Mithri stops walking.
Bryn can't blame her. Seeing Ithyris for the first time is an experience. The prince is tall and broad and the violet scales at his throat catch the amber light and his amethyst eyes are striking from across the room and the sheer physical presence of him, the density and the warmth and the contained power, fills the hall in a way that makes every other person in it feel as though they've been drawn slightly smaller. He is, objectively and by any standard of measurement available, the most beautiful man either of them has ever seen.
"Oh," Mithri says quietly.
"Don't," Bryn mutters.
"I'm just saying. Oh."
Ithyris approaches. His gaze moves to Mithri first, a brief assessment, polite and warm, and he bows with a formality that surprises Bryn because the prince's usual mode of interaction with the world is considerably less ceremonial, usually involving bare feet.
"Princess Mithri. Welcome to the Sovereignty. I hope your journey was not too arduous."
"It was terrible, actually," Mithri says, because she is Bryn's twin and incapable of dishonesty when directness is available and there's no reason to choose diplomacy over accuracy. "The roads are dreadful and I was saddle-sore for three days and the last inn smelled of goats."
Ithyris blinks. Then, to his credit, he smiles, and it's a genuine smile, not the polished diplomatic version. "I'll have the steward arrange more comfortable quarters for you. And I'll see about the roads."
"Thank you." Mithri studies him with the same clinical attention she applies to her embroidery, the careful, assessing gaze of someone who is evaluating quality and craftsmanship and will not be satisfied with anything less than excellent. "So you're the one who's been biting my brother."

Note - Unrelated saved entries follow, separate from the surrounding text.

Issue #5765, opened 2023-01-20
"Battery.wbt" charger discharges to 0 when a robot leaves the charger radius


AghiadRaslan:
When a robot enters the radius of the charger, it starts charging. The robot's battery level starts to increase, and the charger's battery level starts to decrease. However, the robot might have consumed only 10% of the charger's battery, once it leaves the radius of the charger, the charger's battery drops to 0 immediately, then it starts to reproduce energy as it is supposed to do.

I have tried to decrease the charging rate of the robot to get a better diagnostic of the issue, and the bug is still there.   

**Steps to Reproduce**
1. Open to 'Battery.wbt' sample world.
2. Adjust the battery's charging rate of the "MyBot" robot to get a clearer look at the issue.
3. Open the TreeView and expand 'Charger "charger0" '.
4. Scroll down to "Battery" field and expand it.
5. Run the simulation and observe the first value of the charger's battery when the robot enters and leaves the charger's radius.

**Expected behavior**
The charger's battery decreases by the amount the robot consumed, and when the robot leaves the radius, it starts to recharge itself starting from the remaining capacity,

**Screenshots**
![Screenshot from 2023-01-20 19-06-38](https://user-images.githubusercontent.com/93394103/213775361-ad088755-967f-41a2-804c-6ce1b8be7263.png)

![Screenshot from 2023-01-20 19-09-20](https://user-images.githubusercontent.com/93394103/213775421-612e87a8-db87-44eb-99a0-bd941481c5a4.png)
![Screenshot from 2023-01-20 19-09-51](https://user-images.githubusercontent.com/93394103/213775554-5d7bcea7-bea5-4c25-8a3f-34005b7a961b.png)

**System**
 - Operating System: [Linux Ubuntu 22.04.1 LTS
 - Graphics Card: [NVIDIA GeForce GTX 1060 Mobile

stefaniapedrazzi:
This is fixed in #5771 alongside with some other improvements to the Charger device.
The fix will be available in the nightly build of Webots R2023b starting from tomorrow.

PR #5771, opened 2023-01-23
Improve Charger behavior

stefaniapedrazzi:
Addresses #5765:
continues with the Charger behavior refactor (see also  #2879) and improve the discharging behavior.
Changes:
* [x] remove reset of Changer battery level to 0 when a robot disconnects
* [x] remove transfer of energy from Changer to Robot if Robot battery is fully loaded
* [x] continue to transfer energy from Charger to Robot even after Robot was fully loaded
* [x] allow the Charger to connect to a Robot for transferring energy even if the Charger is not fully loaded


omichel (approved):
Thank you.

PR #5772, opened 2023-01-23
Fix floating window resize

### LINKED ISSUE #5761: Web: Floating window resize with small window
**Describe the Bug**
When the webotsView is relatively small and centered in the page, the floating windows (robot window, proto parameter,...) do not resize correctly.

If you try to drag them to change their size (especially when trying to increase the left size) the size will "jump" and increase linearly as it should.

Particularly visible on Firefox, but can also be reproduce in chrome.

BenjaminDeleze:
The problem was that we were calculating the remaining width relatively to the size of the 3d window but we were getting the absolute position of the mouse.

Fix #5761 

Note: we cannot use `document.getElementsByClassName('webots-view')[0].offsetLeft` to solve the issue because if the `webots-view` element is included in another one which is not the full width of the screen we will have the same problem.


omichel (approved):
Nice, thank you.

PR #5774, opened 2023-01-24
Fix retrieving cached PROTO internal fields in Supervisor API

### LINKED ISSUE #5757: calling wb_supervisor_node_get_field with proto internal field causes performance degradation
**Describe the Bug**
The problem lies in `webots/src/controller/c/supervisor.c`
When calling `wb_supervisor_node_get_field` (https://github.com/cyberbotics/webots/blob/master/src/controller/c/supervisor.c#L2367) with a proto internal node as `WbNodeRef` the field list is searched (https://github.com/cyberbotics/webots/blob/master/src/controller/c/supervisor.c#L2384) with the parameter `is_proto_internal` set to false by default.
As the node is proto internal, this will always fail.
Therefore, the field is newly requested from the simulator and the first element of the field_list is returned.

However, this causes the field list to grow.
If this is done often, the field_list grows to an unmanageable size causing significant performance degradation.

This function may be called often, for example when getting contact points using `wb_supervisor_node_get_contact_points` with include_descendants = true, then getting the `WbNodeRef` using  `wb_supervisor_node_get_from_id` using the node_id in he contact point struct (https://cyberbotics.com/doc/reference/supervisor#contact-point) to get the `WbNodeRef`. When calling `wb_supervisor_node_get_field` on this reference (for example to get the name of the solid which made contact), the above described behavior occurs.

**Expected behavior**
performance should not degrade 

**System**
 - Operating System: Linux Ubuntu 22.04
 - should affect all systems

**Additional context**
I found a workaround which is implemented which is implemented here: https://github.com/RoboCup-Humanoid-TC/hlvs_webots/pull/7

stefaniapedrazzi:
Fix #5757: add a new flag to `WbFieldStruct` to mark if the field is a PROTO field or parameter.

In the Supervisor API the the `WbFieldStruct.is_proto_internal` flag was used to determine if the cached field was read only (i.e. not visible from the scene tree).
Then in #4363, it was added a check was added to make sure that if a PROTO field and parameter with the same name exist the correct one is returned. This check is fine and is needed to retrieve the correct field.
However, the value contained in the former `WbFieldStruct.is_proto_internal` (renamed `WbFieldStruct.is_read_only`) cannot be used to determine the field is a PROTO field or parameter.

### DIFF
--- a/docs/reference/changelog-r2023.md
+++ b/docs/reference/changelog-r2023.md
@@ -27,6 +27,7 @@ Released on ??
     - Fixed crashes resulting from converting to base nodes a PROTO containing DEF and USE nodes ([#5676](https://github.com/cyberbotics/webots/pull/5676)).
     - Fixed crashes resulting from updating a DEF node whose USE node is contained in a PROTO field triggering the regeneration ([#5676](https://github.com/cyberbotics/webots/pull/5676)).
     - Fixed crashes resulting from copy or DEF/USE update in [`Solid.boundingObject`](solid.md) field ([#5686](https://github.com/cyberbotics/webots/pull/5686)).
+    - Fixed performance issues when retrieving multiple times a node's field defined in a PROTO body using the [Supervisor API](supervisor.md) ([#5774](https://github.com/cyberbotics/webots/pull/5774)).
 
 ## Webots R2023a
 Released on November 29th, 2022.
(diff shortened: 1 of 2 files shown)


BenjaminDeleze (approved):
Seems good to me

Bryn closes his eyes. He considers the feasibility of the volcanic floor opening and swallowing him whole. He calculates the odds and finds them disappointingly low.
Ithyris, to his infinite credit, does not falter. "I am," he says. No apology. No embarrassment. Just a simple, steady acknowledgment delivered with the same calm certainty he brings to everything, and then his gaze slides from Mithri to Bryn.
And there it is.
The difference. The thing Bryn has been afraid of since the moment he heard Mithri was in the entrance hall, the thing he has been bracing himself for with the same grim determination he brings to every potential catastrophe. He was afraid that Ithyris would see Mithri and see what the treaty intended. See the princess. See the golden hair at full length and the curves and the grace and the version of Bryn that was supposed to be here, the version that fits, the version that makes sense, and realize what he got instead.
But the prince looked at Mithri with warmth and courtesy and the appropriate respect owed to a princess of a neighboring kingdom. He looks at Bryn with a heat and focus that hasn't dimmed one degree, that dark, consuming attention that makes Bryn's skin tighten and his breath come short and his body lean toward the prince before his brain can intervene. Ithyris doesn't look at Mithri the way he looks at Bryn. He doesn't look at anyone the way he looks at Bryn. And Bryn knows this because he's been watching, cataloging, preparing himself for the moment the prince sees his twin standing beside him and realizes what he's been missing. What he got instead of what was promised. What showed up in a dress when a princess was expected.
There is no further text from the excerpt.